The government submitted an affidavit before the Delhi High Court on Friday, claiming that WhatsApp, as a foreign organisation with no place of business in India, cannot challenge the legality of Indian laws.

WhatsApp sued the Indian government in the Delhi High Court in May, requesting that the traceability clause of the Indian IT (Intermediary Guidelines and Digital Media Ethics Code) Rules of 2021 be struck down, which requires social media platforms with more than 5 million users to locate “the first originator of the information” if authorities demand it.

According to the government affidavit, WhatsApp cannot exercise fundamental rights under Article 19 and 21 of the constitution, invoke the court’s jurisdiction, or dispute the legality of an Indian law because it is a foreign firm.
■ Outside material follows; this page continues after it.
PR #6721, opened 2023-08-03
Add End-to-End Testing For ArgoCD Rancher Token Refresh Bug Fix

George-Aeillo:
In this PR, I edited the multi-cluster end-to-end related to ArgoCD to test that when an upgrade is triggered on a secret contains an ArgoCD token that talks with Rancher, the most recent token in the cluster is assigned to it. This test also checks the edge case where if no valid tokens are available in the cluster during an upgrade, a new token is created. I also created additional functionality in the Rancher end-to-end package, as there is a function that can add tokens for a given logged- in user and cluster ID and time-to-live. Also, I created a function for a given logged-in user and cluster ID that will find and delete all tokens in Rancher.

According to the government’s affidavit, filed through the Ministry of Electronics and Information Technology, “the constitutionality of a provision of law cannot be challenged by a foreign commercial entity on the ground that it is violative of Article 19 rights.” “The principle of representative action is not applicable in the facts of the case,” the statement continues, “and there is no fundamental right to anonymity under Part III of the constitution.”

According to the affidavit, the traceability requirement does not require breaking end-to-end encryption and is the least invasive method of identifying the source of information. It stated that WhatsApp’s unwillingness to change its technology in order to comply with the legislation is insufficient to nullify the law.

In May, a WhatsApp representative stated that requiring messaging companies to “track” talks was “akin to asking us to preserve a fingerprint of every single message transmitted on WhatsApp, which would violate end-to-end encryption and fundamentally undermine people’s right to privacy.”

WhatsApp, which is owned by Facebook, has previously stated that it will not breach encryption because it jeopardises its customers’ privacy. With over 400 million users, India is WhatsApp’s largest market.

By mandating private messaging systems like WhatsApp to keep track of who said what and who shared what for billions of messages transmitted every day, “traceability” undermines consumer privacy. Traceability necessitates messaging providers storing information that can be used to determine the content of people’s messages, hence jeopardising the end-to-end encryption guarantees.

“To trace even one communication, services would have to trace every message,” WhatsApp wrote in a blog post earlier this year, explaining why it opposed traceability.

In the Prajwala case, the apex court asked the government to identify persons who create or circulate problematic content related to child abuse or rape, and the government added in an affidavit that WhatsApp’s petitions must be dismissed because the MeitY does not lack legislative competence to enact the IT Rules. as well as the fact that traceability will aid in the fight against fake news.